Cash flows only when actual payments are received
or mades. Sales may not be regarded as cash because a sales may be incurred but payment may not be made for 30 days. In addition, not all bills are paid immediately. On the other hand, cash payments to reduce the principal on loan do not constitute a business expense but do constitute a reduction of cash. Also, depreciation on capital assets is an expense, which reduces profits, not a cash outlay. PRO FORMA BALANCE SHEET The entrepreneur should also prepare a projected balance sheet depicting the condition of the business at the end of the first year. The balance sheet will require the use of pro forma income and cash flow statements to help justify some of the figures. The pro forma balance sheet reflects the position of the business at the end of the first year. It summarizes the assets, liabilities, and net worth of the entrepreneurs. Table 10.7 depicts the balance sheet for MPPI Plastics. As can be seen, the total assets equal the sum of the liabilities and owners’ equity. Assets • These represents everything of value that is owned by the business. Value is not necessarily meant to imply the cost of replacement or what its market value would be but is the actual cost or amount expended for the asset. The assets are categorized as current or fixed.
Current assets include cash and anything else that is
expected to be converted into cash or consumed in the operation of the business during a period of one year or less.
Fixed assets are those that are tangible and will be
used over a long period of time. Liabilities • These accounts represent everything owed to creditors. Some of these amounts may be due within a year (current liabilities), and others may be long term debts. Owner equity • This amount represents the excess of all the assets over all liabilities. It represents the net worth of the business. Any profit from the business will also be included in the net worth as retained earnings. BREAK EVEN ANALYSIS In the initial stages of the new venture, it is helpful for the entrepreneur to know when a profit may be achieved. This will provide further insight into financial potential for the start-up business. Break-even analysis is a useful technique for determining. How many units must be sold or how much sales volume must be achieved to break even.

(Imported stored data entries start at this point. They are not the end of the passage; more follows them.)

PR #4778, opened 2021-02-21
Fix url version

### LINKED ISSUE #4684: Mumble url does not work
When starting Mumble with: mumble "mumble://user@server.tld" it does not connect to the server and says "This version of Mumble can't handle URLs for Mumble version 1.2.0"

"mumble://user@server.tld?version=1.4.0" also doesn't work.

Works in a new instance if another Mumble instance is already running.

Krzmbrzl:
This PR contains multiple fixes and refactorings related to the version handling
for versions specified in URLs.

See the individual commits for details

Fixes #4684

### Checks

### DIFF
--- a/src/mumble/MainWindow.cpp
+++ b/src/mumble/MainWindow.cpp
@@ -946,7 +946,13 @@ void MainWindow::openUrl(const QUrl &url) {
 
 	QUrlQuery query(url);
 	QString version = query.queryItemValue(QLatin1String("version"));
-	MumbleVersion::get(&major, &minor, &patch, version);
+	if (version.size() > 0) {
+		if (!MumbleVersion::get(&major, &minor, &patch, version)) {
+			// The version format is invalid
+			g.l->log(Log::Warning, QObject::tr("The provided URL uses an invalid version format: \"%1\"").arg(version));
+			return;
+		}
+	}
 
 	if ((major < 1) ||                                       // No pre 1.2.0
 		(major == 1 && minor <= 1) || (major > thismajor) || // No future version
--- a/src/mumble/MainWindow.cpp
+++ b/src/mumble/MainWindow.cpp
@@ -940,9 +940,9 @@ void MainWindow::openUrl(const QUrl &url) {
 	MumbleVersion::get(&thismajor, &thisminor, &thispatch);
 
 	// With no version parameter given assume the link refers to our version
-	major = 1;
-	minor = 2;
-	patch = 0;
+	major = thismajor;
+	minor = thisminor;
+	patch = thispatch;
 
 	QUrlQuery query(url);
 	QString version = query.queryItemValue(QLatin1String("version"));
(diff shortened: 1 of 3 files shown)


davidebeatrici (approved):

src/mumble/MainWindow.cpp
```diff
@@ -954,9 +954,17 @@ void MainWindow::openUrl(const QUrl &url) {
...
-	if ((major < 1) ||                                       // No pre 1.2.0
-		(major == 1 && minor <= 1) || (major > thismajor) || // No future version
-		(major == thismajor && minor > thisminor) || (major == thismajor && minor == thisminor && patch > thispatch)) {
+	// We can't handle URLs for versions < 1.2.0
+	const int minMajor = 1;
+	const int minMinor = 2;
+	const int minPatch = 0;
+	const bool isPre_120 = major < minMajor || (major == minMajor && minor < minMinor)
+		|| (major == minMajor && minor == minMinor && patch < minPatch);
+	// We also can't handle URLs for versions newer than the running Mumble instance
```
Kissaki, line 963: I find this very problematic.

We introduced a new url format with 1.2.0, which introduced the version attribute too because of it.

But as long as we do not change the URL format, we can also open links of newer versions. I do not think we should categorically exclude urls of future versions. That would introduce an unnecessary incompatibility between client versions and make it a lot harder (knowledge and manual work necessary) for users, webmasters and admins to fix up copied urls.

The 1.2.0 version we used effectively worked as a v1 vs v2 url scheme flag. Which is a somewhat unfortunate used label. You could read it as “URL scheme introduced with 1.2.0” though, which works. Still, I would have probably preferred a more generic, less misleading version labeling - for example a simple `v2`.

Kissaki (changes requested):

src/mumble/MainWindow.cpp
Kissaki: GitHub shows 3 additional lines for context apparently, but this comment is specifically to the code comment (and concept behind it).

Krzmbrzl: 1. This restriction was not introduced by this PR. Mumble already checks if the version is newer and rejects the URL if it is. I merely refactored the code in order to make it more readable what is being checked for.
2. Given that we are using Mumble versions (it seems?) for identifying the URL scheme, we just can't assume that newer versions did not temper with the URL format. Otherwise we would not have to include the version String into the URL in the first place.
3. I would be fine with using independent versioning for the URLs. In fact I think it makes a lot more sense. That should probably be done in a separate PR though :thinking:

Kissaki: Ok, never mind this concern then.

Kissaki:
As my concern was clarified not a change by this PR, feel free to ignore my rejection then. I will not be able to do an actual review at least until the end of the week.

The break-even sales point indicates to the entrepreneur.
The volume of sales needed to cover total variable and fixed expenses. Sales in excess of the break-even point will result in a profit as long as the selling price remains above the cost necessary to produce each unit (variable cost). PRO FORMA SOURCES and APPLICATION OF FUNDS The pro forma sources and applications of funds statement illustrate the disposition of earnings form operation and form other financing. Its purpose is to show how net income and financing were used to increase assets or to pay off debt. It is often difficult for the entrepreneur to understand how the net income for the year was disposed of and the effect of the movement of cash through the business.
Questions often asked are, Where did the cash
come from? How was the cash used? and What happened to asset items during the period?